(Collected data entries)
━━━━━━━━━━
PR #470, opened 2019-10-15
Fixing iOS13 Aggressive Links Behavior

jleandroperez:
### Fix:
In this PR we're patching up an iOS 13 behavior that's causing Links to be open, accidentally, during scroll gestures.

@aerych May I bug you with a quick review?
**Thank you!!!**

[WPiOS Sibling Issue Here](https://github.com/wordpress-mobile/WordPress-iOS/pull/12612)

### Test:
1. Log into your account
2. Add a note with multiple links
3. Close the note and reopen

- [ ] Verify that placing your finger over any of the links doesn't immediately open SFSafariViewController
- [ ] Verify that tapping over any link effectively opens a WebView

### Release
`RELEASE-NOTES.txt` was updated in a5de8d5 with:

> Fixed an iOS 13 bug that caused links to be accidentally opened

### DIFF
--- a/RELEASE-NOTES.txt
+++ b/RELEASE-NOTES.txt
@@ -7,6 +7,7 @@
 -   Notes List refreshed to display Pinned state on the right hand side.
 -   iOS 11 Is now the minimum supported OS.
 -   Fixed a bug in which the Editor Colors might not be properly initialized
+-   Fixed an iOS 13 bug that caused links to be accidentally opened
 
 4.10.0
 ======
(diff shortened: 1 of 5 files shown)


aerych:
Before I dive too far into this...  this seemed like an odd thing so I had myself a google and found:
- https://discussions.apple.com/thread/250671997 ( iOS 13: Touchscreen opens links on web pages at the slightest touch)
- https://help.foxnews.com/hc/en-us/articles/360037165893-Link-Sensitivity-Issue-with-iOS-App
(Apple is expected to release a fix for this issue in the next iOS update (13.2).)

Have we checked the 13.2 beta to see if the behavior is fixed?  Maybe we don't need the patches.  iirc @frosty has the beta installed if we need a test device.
━━━━━━━━━━
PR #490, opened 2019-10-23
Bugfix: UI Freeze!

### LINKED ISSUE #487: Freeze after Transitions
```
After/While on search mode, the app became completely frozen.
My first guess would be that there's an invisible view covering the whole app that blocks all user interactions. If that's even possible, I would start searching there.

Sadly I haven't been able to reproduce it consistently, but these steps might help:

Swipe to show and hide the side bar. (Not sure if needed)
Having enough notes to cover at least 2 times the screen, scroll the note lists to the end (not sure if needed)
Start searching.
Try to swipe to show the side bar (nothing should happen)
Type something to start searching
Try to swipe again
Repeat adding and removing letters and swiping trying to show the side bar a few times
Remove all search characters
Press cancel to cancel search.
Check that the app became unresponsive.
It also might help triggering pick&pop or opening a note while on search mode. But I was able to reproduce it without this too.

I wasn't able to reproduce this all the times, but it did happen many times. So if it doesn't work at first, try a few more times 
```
━━━━━━━━━━
◆ **Exercise requirements**:
Can you repeat, word for word, every line above from the one containing "PR #470, opened 2019-10-15" down to the one containing "1. Log into your account", including both?

◆ **Final answer**:
PR #470, opened 2019-10-15
Fixing iOS13 Aggressive Links Behavior

jleandroperez:
### Fix:
In this PR we're patching up an iOS 13 behavior that's causing Links to be open, accidentally, during scroll gestures.

@aerych May I bug you with a quick review?
**Thank you!!!**

[WPiOS Sibling Issue Here](https://github.com/wordpress-mobile/WordPress-iOS/pull/12612)

### Test:
1. Log into your account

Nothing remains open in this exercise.